Wei Y, Floudas C A
Department of Chemical and Biological Engineering, Princeton University, Princeton, NJ 08544-5263, U.S.A.
Chem Eng Sci. 2011 Oct 1;66(19):4356-4369. doi: 10.1016/j.ces.2011.04.033.
In this paper, based on a recent work by McAllister and Floudas who developed a mathematical optimization model to predict the contacts in transmembrane alpha-helical proteins from a limited protein data set [1], we have enhanced this method by 1) building a more comprehensive data set for transmembrane alpha-helical proteins and this enhanced data set is then used to construct the probability sets, MIN-1N and MIN-2N, for residue contact prediction, 2) enhancing the mathematical model via modifications of several important physical constraints and 3) applying a new blind contact prediction scheme on different protein sets proposed from analyzing the contact prediction on 65 proteins from Fuchs et al. [2]. The blind contact prediction scheme has been tested on two different membrane protein sets. Firstly it is applied to five carefully selected proteins from the training set. The contact prediction of these five proteins uses probability sets built by excluding the target protein from the training set, and an average accuracy of 56% was obtained. Secondly, it is applied to six independent membrane proteins with complicated topologies, and the prediction accuracies are 73% for 2ZY9A, 21% for 3KCUA, 46% for 2W1PA, 64% for 3CN5A, 77% for 3IXZA and 83% for 3K3FA. The average prediction accuracy for the six proteins is 60.7%. The proposed approach is also compared with a support vector machine method (TMhit [3]) and it is shown that it exhibits better prediction accuracy.

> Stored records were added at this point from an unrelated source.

PR #1772, opened 2021-07-23
Revert to use fixed delay before including a deploy in a proposed block

### LINKED ISSUE #1771: Revert usage of DeployGossiper finished gossiping announcement by BlockProposer
The deploy gossiper can announce that it has finished gossiping for a given deploy before it has received the body.  This causes the block proposer to fail to include the deploy in the next block, as it fails to retrieve the deploy from storage.  There is no re-attempt made by the block proposer, hence the deploy is never included in a block proposed by that node.

To fix this for now, the previous approach will be used whereby the block proposer will listen to  deploy acceptor announcements (which implies the deploy has definitely been stored locally) and will then include the deploy after a fixed delay, configurable, defaulted to 1 minute.

### LINKED ISSUE #1778: Missed Wasm transfer in Stests are pending or not executed
Scenario 3: Rate Limits with Load directed at Validators
Casper Node: e9b28da7e
Network : 5V + 5NV + 5RO
Instance: t3a.large
Dashboard:
https://grafana.casperlabs.io/goto/Z0flowink
https://grafana.casperlabs.io/goto/C4UuTwmnz
Config Override:
{'config': {'max_outgoing_byte_rate_non_validators': 6553600, 'max_incoming_message_rate_non_validators': 3000, 'enable_mem_deduplication': 'true'}, 'chainspec': {}}
Logs: http://genesis.casperlabs.io/ajith-kaboom-130/casper-node-logs/16Jul21-5V5NV-all-limits-validator-nodes-e9b28da7e/16072021_0415/log_download_list.txt
Observations:
- network stable
- load targeted to ONLY validator nodes with stest
- 30k transfers completed
- :x:  3.6k wasm transfers not fully executed. ~200 were pending/not-executed
- 5 joiner nodes successfully synced
- 1 out of 5 reloaded twice to sync to height
- :x: SSE reports shows empty wasm blocks with workload executions (edited)

Fraser999:
This PR fixes an edge-case issue where the `BlockProposer` could try to include a deploy in a proposed block before it has stored that deploy locally.  The deploy would not be included in that proposed block, and that node would never try to include that deploy in a proposed block again.

The fix is a temporary change back to the previous approach for this mechanism: the `BlockProposer` only tries to include deploys for which there has been a `DeployAcceptor` announcement (implying the deploy has definitely been stored locally).  Such deploys are only proposed after a configurable fixed period of time has passed.

For reference, this PR reverts most of the changes in #1484.

Closes #1771.
Closes #1778.

### DIFF
--- a/node/CHANGELOG.md
+++ b/node/CHANGELOG.md
@@ -32,7 +32,6 @@ All notable changes to this project will be documented in this file.  The format
 * Persist event stream event index across node restarts.
 * Separate transfers from other deploys in the block proposer.
 * Enable getting validators for future eras in `EffectBuilder::get_era_validators()`.
-* Replace config option `[block_propser][deploy_delay]` (which specified a fixed delay before proposing a deploy) with a gossip-finished announcement.
 * Improve logging around stalled consensus detection.
 * Skip storage integrity checks if the node didn't previously crash.
 * Update pinned version of Rust to `nightly-2021-06-17`
--- a/node/src/components/block_proposer.rs
+++ b/node/src/components/block_proposer.rs
@@ -3,6 +3,7 @@
 //! The block proposer stores deploy hashes in memory, tracking their suitability for inclusion into
 //! a new block. Upon request, it returns a list of candidates that can be included.
 
+mod config;
 mod deploy_sets;
 mod event;
 mod metrics;
@@ -16,10 +17,10 @@ use std::{
     time::Duration,
 };
 
+pub use config::Config;
 use datasize::DataSize;
 use itertools::Itertools;
 use prometheus::{self, Registry};
-use smallvec::smallvec;
 use tracing::{debug, error, info, trace, warn};
 
 use casper_types::PublicKey;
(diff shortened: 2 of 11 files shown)


goral09:
The PR we're trying to revert had also changes to `gossip_table.rs` and `gossiper.rs` - we don't need to revert those?

Fraser999:
> The PR we're trying to revert had also changes to gossip_table.rs and gossiper.rs - we don't need to revert those?

I don't believe so.  Those changes were all additional functionality in support of the new `FinishedGossiping` announcement.

goral09 (approved):
In the PR that introduced this feature there were some changes around metrics and I'm not sure if it's OK if we don't revert those changes as well. They're not related to the problems we're seeing so it's not a blocker. LGTM.

node/CHANGELOG.md
```diff
@@ -155,4 +154,4 @@ All notable changes to this project will be documented in this file.  The format
 [1.1.1]: https://github.com/casper-network/casper-node/compare/v1.0.1...v1.1.1
 [1.1.0]: https://github.com/casper-network/casper-node/compare/v1.0.1...v1.1.1
 [1.0.1]: https://github.com/casper-network/casper-node/compare/v1.0.0...v1.0.1
-[1.0.0]: https://github.com/casper-network/casper-node/releases/tag/v1.0.0
\ No newline at end of file
+[1.0.0]: https://github.com/casper-network/casper-node/releases/tag/v1.0.0
```
afck, line 157: Did anything actually change in this line??

afck (approved):

nilz3ro (approved):
LGTM 🎊

node/CHANGELOG.md
Fraser999: Just a newline which my editor automatically applies at the end of all files on saving.

Fraser999:
bors merge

在本文中,基于麦卡利斯特和弗洛达斯最近的一项工作,他们开发了一个数学优化模型,用于从有限的蛋白质数据集中预测跨膜α-螺旋蛋白中的接触点[1],我们对该方法进行了改进:1)为跨膜α-螺旋蛋白构建了一个更全面的数据集,然后使用这个增强后的数据集来构建用于残基接触预测的概率集MIN-1N和MIN-2N;2)通过修改几个重要的物理约束条件来增强数学模型;3)在分析富克斯等人[2]对65种蛋白质的接触预测后,针对不同的蛋白质集应用一种新的盲接触预测方案。该盲接触预测方案已在两个不同的膜蛋白集上进行了测试。首先,将其应用于从训练集中精心挑选的五种蛋白质。这五种蛋白质的接触预测使用通过从训练集中排除目标蛋白构建的概率集,获得的平均准确率为56%。其次,将其应用于六种具有复杂拓扑结构的独立膜蛋白,对于2ZY9A的预测准确率为73%,对于3KCUA为21%,对于2W1PA为46%,对于3CN5A为64%,对于3IXZA为77%,对于3K3FA为83%。这六种蛋白质的平均预测准确率为60.7%。还将所提出的方法与支持向量机方法(TMhit [3])进行了比较,结果表明它具有更好的预测准确率。